Friday, September 7, 2012

Financial Planning for College Students

Around the country, college students are beginning a new school year in the midst of rising tuition and living expenses.  Many college students are on their own for the first time and, for many of them, that includes being on their own financially. They are expected to earn money and manage their own finances along with their busy college schedules and social lives. College financial plans don’t have to be complicated, but they are necessary. Taking a few simple steps now to manage personal finances will lead to much more positive outcomes down the road.

Here are some financial tips for college students beginning the new school year:

  • Buy used textbooks or e-books when possible and compare textbook prices online.
  • Don’t be tricked by credit card offers that come with a bag of candy, free shirt or free pizza.
  • Before signing a lease, be sure you understand the entire contract.
  • Educate yourself about student loans – know what types of loans you have, how much you owe, your interest rate, and what your monthly payment will be. For information on your federal loans, visit:  http://www.nslds.ed.gov
  • Before turning to private loans to help pay for your education, visit your financial aid adviser to be sure you have exhausted all federal loan opportunities.
  • Stay away from payday loans.  They carry very high interest rates and can trap you in debt for years.
  • Shop around for a bank account.  Different banks and credit unions offer a wide variety of products – from free checking to low rates on loans. You also want to consider convenience – it is helpful if there is an ATM or branch on campus or close to where you live.
  • Every time you are about to spend money, ask yourself if it would be better spent on something else or saved for a rainy day.
  • Don’t carry your social security card in your wallet, and don’t give your Social Security number to people that don’t need it.

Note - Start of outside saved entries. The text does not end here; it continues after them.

PR #3518, opened 2023-10-28
Rewrite `toolchain_sort` to prevent panics

### LINKED ISSUE #3517: `rustup toolchain link` with special characters in the toolchain name causes panics
I found that using special characters in the `rustup toolchain link` command can cause panics:
```bash
matt@Matts-PC:~/rust$ rustup toolchain link "foo(bar)" ~/rust/build/host/stage0/
matt@Matts-PC:~/rust$ RUST_BACKTRACE=1 rustup toolchain list
thread 'main' panicked at 'called `Result::unwrap()` on an `Err` value: Error("unexpected character in pre-release identifier")', src/utils/utils.rs:549:83
stack backtrace:
   0: rust_begin_unwind
             at /rustc/9eb3afe9ebe9c7d2b84b71002d44f4a0edac95e0/library/std/src/panicking.rs:575:5
   1: core::panicking::panic_fmt
             at /rustc/9eb3afe9ebe9c7d2b84b71002d44f4a0edac95e0/library/core/src/panicking.rs:64:14
   2: core::result::unwrap_failed
             at /rustc/9eb3afe9ebe9c7d2b84b71002d44f4a0edac95e0/library/core/src/result.rs:1790:5
   3: rustup::utils::utils::toolchain_sort::special_version
   4: rustup::utils::utils::toolchain_sort::toolchain_sort_key
   5: alloc::slice::<impl [T]>::sort_by::{{closure}}
   6: rustup::config::Cfg::list_toolchains
   7: rustup::cli::rustup_mode::toolchain_list
   8: rustup::cli::rustup_mode::main
   9: rustup_init::main
note: Some details are omitted, run with `RUST_BACKTRACE=full` for a verbose backtrace.
matt@Matts-PC:~/rust$
```

I also got similar results with `"foo#bar"`

I'd assume the problem is that `rustup toolchain link` needs to sanitise it's input more thoroughly.

This was tested on `rustup 1.26.0 (5af9b9484 2023-04-05)`

rami3l:
Fixes #3517 by completely rewriting the `toolchain_sort` function.

The original code uses the hack of putting everything in `semver::Version::pre` which can easily fail.

### DIFF
--- a/src/toolchain/names.rs
+++ b/src/toolchain/names.rs
@@ -313,8 +313,6 @@ impl Display for ToolchainName {
 /// 2. `X.Y.Z-suffix` names, sorted by semver rules on `X.Y.Z`, then by `suffix`.
 /// 3. Other names, sorted alphanumerically.
 pub(crate) fn toolchain_sort(v: &mut [ToolchainName]) {
-    use semver::Version;
-
     v.sort_by_key(|name| {
         let s = name.to_string();
         if s.starts_with("stable") {
@@ -327,7 +325,7 @@ pub(crate) fn toolchain_sort(v: &mut [ToolchainName]) {
             return (2, None, s);
         }
         if let Some((ver_str, suffix)) = s.split_once('-') {
-            if let Ok(ver) = Version::parse(ver_str) {
+            if let Ok(ver) = semver::Version::parse(ver_str) {
                 return (3, Some(ver), suffix.to_owned());
             }
         }
--- a/src/toolchain/names.rs
+++ b/src/toolchain/names.rs
@@ -321,7 +321,8 @@ pub(crate) fn toolchain_sort(v: &mut [ToolchainName]) {
         }
     }
 
-    fn toolchain_sort_key(s: &str) -> Version {
+    v.sort_by_key(|name| {
+        let s: &str = &format!("{name}");
         if s.starts_with("stable") {
             special_version(0, s)
         } else if s.starts_with("beta") {
@@ -331,9 +332,7 @@ pub(crate) fn toolchain_sort(v: &mut [ToolchainName]) {
         } else {
             Version::parse(&s.replace('_', "-")).unwrap_or_else(|_| special_version(3, s))
         }
-    }
-
-    v.sort_by_key(|name| toolchain_sort_key(&format!("{name}")));
+    });
 }
 
 /// ResolvableLocalToolchainName is used to process values set in
--- a/src/toolchain/names.rs
+++ b/src/toolchain/names.rs
@@ -675,6 +675,9 @@ mod tests {
             "1.2.0-x86_64-unknown-linux-gnu",
             "1.8.0-x86_64-unknown-linux-gnu",
             "1.10.0-x86_64-unknown-linux-gnu",
+            "bar(baz)",
+            "foo#bar",
+            "this.is.not-a+semver",
         ]
         .into_iter()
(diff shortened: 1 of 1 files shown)


src/toolchain/names.rs
```diff
@@ -308,38 +308,31 @@ impl Display for ToolchainName {
...
-            major: 0,
-            minor: 0,
-            patch: 0,
-            pre: Prerelease::new(&format!("pre.{}.{}", ord, s.replace('_', "-"))).unwrap(),
-            build: BuildMetadata::EMPTY,
-        }
-    }
-
-    fn toolchain_sort_key(s: &str) -> Version {
+    v.sort_by_key(|it| {
```
djc: Maybe rename `it` to `name`?

src/toolchain/names.rs
```diff
@@ -308,38 +308,31 @@ impl Display for ToolchainName {
...
-        let b_key = toolchain_sort_key(b_str);
-        a_key.cmp(&b_key)
-    });
+        if s.starts_with("beta") {
+            return (1, None, s);
+        }
+        if s.starts_with("nightly") {
+            return (2, None, s);
+        }
+        if let Some(dash_idx) = s.find('-') {
```
djc: I think we could use something like `split_once()` here?

src/toolchain/names.rs
```diff
@@ -308,38 +308,31 @@ impl Display for ToolchainName {
     }
 }
 
+/// Sorts [`ToolchainName`]s in the following order:
```
djc, line 311: Sorry to be a PITA again, but would you mind splitting this into multiple commits to make it clearer how you got here? I think I see four here:

* Switch from `Version` to a tuple type for the key
* Switch from `sort_by()` to `sort_by_key()`
* Inlining `special_version()`
* Inlining `toolchain_sort_key()`

rami3l: @djc Please mind that the current semantics is not exactly the same as the previous panic-prone one (I worked backwards from the test case to figure out what I should do), so it has been a rewrite rather than a gradual refactoring, and in this case I think "faking" a refactor is not that effective. Of course, I'll be glad to do that if you wish so.

djc: I think that is exactly why it is important to split this, because I want to be able to have a smaller commit that only has the semantic changes so it's easier to review it in isolation. That doesn't seem like "faking" a refactor, but rather having the refactoring as a precursor to making the semantic changes more obvious.

src/toolchain/names.rs
rami3l: Done.

src/toolchain/names.rs
rami3l: Done. That's one more allocation but I think it's negligible in this case anyway.

src/toolchain/names.rs
rami3l: @djc I've split the history into 7 commits, and only [c27f007](https://github.com/rust-lang/rustup/pull/3518/commits/c27f007695d7776b1e88fd58c0056790682eab86) is an actual semantic change.

The change was made because:
1. More toolchain names are available now because they will no longer cause panics in `.unwrap()`.
1. I didn't find anything in the current docs explaining what the semantics should be.

... so I improvised a bit according to my guesses (making sure that the adjusted test case is passing, of course).

djc (approved):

The only thing thieves need to steal your identity is your Social Security number.
  • Watch your eating out, entertainment and clothes spending carefully.
  • Track spending to help avoid buying more than you can afford.
  • Time is your best friend when it comes to saving for retirement – start saving now if you have a job and can invest a little for retirement.

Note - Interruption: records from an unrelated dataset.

PR #3521, opened 2023-10-30
Suggest installing MSYS2 for  `windows-gnu`

### LINKED ISSUE #3520: Suggest installing mingw when using windows-gnu abi

Currently [the Windows docs say](https://rust-lang.github.io/rustup/installation/windows.html):

> No additional software installation is necessary for basic use of the GNU build.

While this is strictly true, the gnu libraries and tools shipped with Rust are intended to be minimal. Importantly, exactly what is shipped may change from version to version depending on internal implementation details. And even if something is bundled with Rust, it may potentially be stripped down for a single use case or else be an older version (or both).

### Solution you'd like

Make clear that the user may want to install [msys2](https://msys2.github.io/) with mingw tools, even if it's not strictly necessary.

### Notes

_No response_

rami3l:
Fixes #3520.

### DIFF
--- a/doc/user-guide/src/installation/windows.md
+++ b/doc/user-guide/src/installation/windows.md
@@ -7,11 +7,13 @@ the native (MSVC) ABI used by [Visual Studio], and the GNU ABI used by the
 [GCC toolchain]. Which version of Rust you need depends largely on what C/C++
 libraries you want to interoperate with: for interop with software produced by
 Visual Studio use the MSVC build of Rust; for interop with GNU software built
-using the [MinGW/MSYS2 toolchain] use the GNU build.
+using the [MinGW/MSYS2 toolchain][MSYS2] use the GNU build.
 
 When targeting the MSVC ABI, Rust additionally requires an [installation of
 Visual Studio][msvc install] so `rustc` can use its linker and libraries.
-No additional software installation is necessary for basic use of the GNU build.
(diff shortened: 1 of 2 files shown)


doc/user-guide/src/installation/windows.md
```diff
@@ -7,11 +7,13 @@ the native (MSVC) ABI used by [Visual Studio], and the GNU ABI used by the
...
 Visual Studio use the MSVC build of Rust; for interop with GNU software built
-using the [MinGW/MSYS2 toolchain] use the GNU build.
+using the [MinGW/MSYS2 toolchain][MSYS2] use the GNU build.
 
 When targeting the MSVC ABI, Rust additionally requires an [installation of
 Visual Studio][msvc install] so `rustc` can use its linker and libraries.
-No additional software installation is necessary for basic use of the GNU build.
+
+When targeting the GNU ABI, no additional software is strictly required for basic use.
+However, you may still want to install [MSYS2] with MinGW tools for the best experience.
```
rbtcollins: I think a little extra detail would help.
```suggestion
Many library crates will not be able to compile until the full  [MSYS2] with MinGW has been installed..
```

rami3l: Done.

djc (approved):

Ryan H. Law, M.S., CFP®, AFC®

 

Personal Financial Planning Department

Office for Financial Success Director

University of Missouri Center on Economic Education Director

 

162 Stanley Hall

University of Missouri

Columbia, MO 65211

 

573.882.9211 (office)

573.884.8389 (fax)

 

17 comments:

College info said...

Thanks for sharing the information on financial. it would be great if the cost would been revealed with the college list

Lisa @ Jax Beach said...

Indeed, buy used or rent but before that, it's best to compare textbook prices, and look for coupon codes. Don't just settle for the cheapest deal, read their return policy as well.

Abigail F Shipley said...

Thanks for sharing this information, these financial tips for college students beginning the new school year will help them save and manage their money.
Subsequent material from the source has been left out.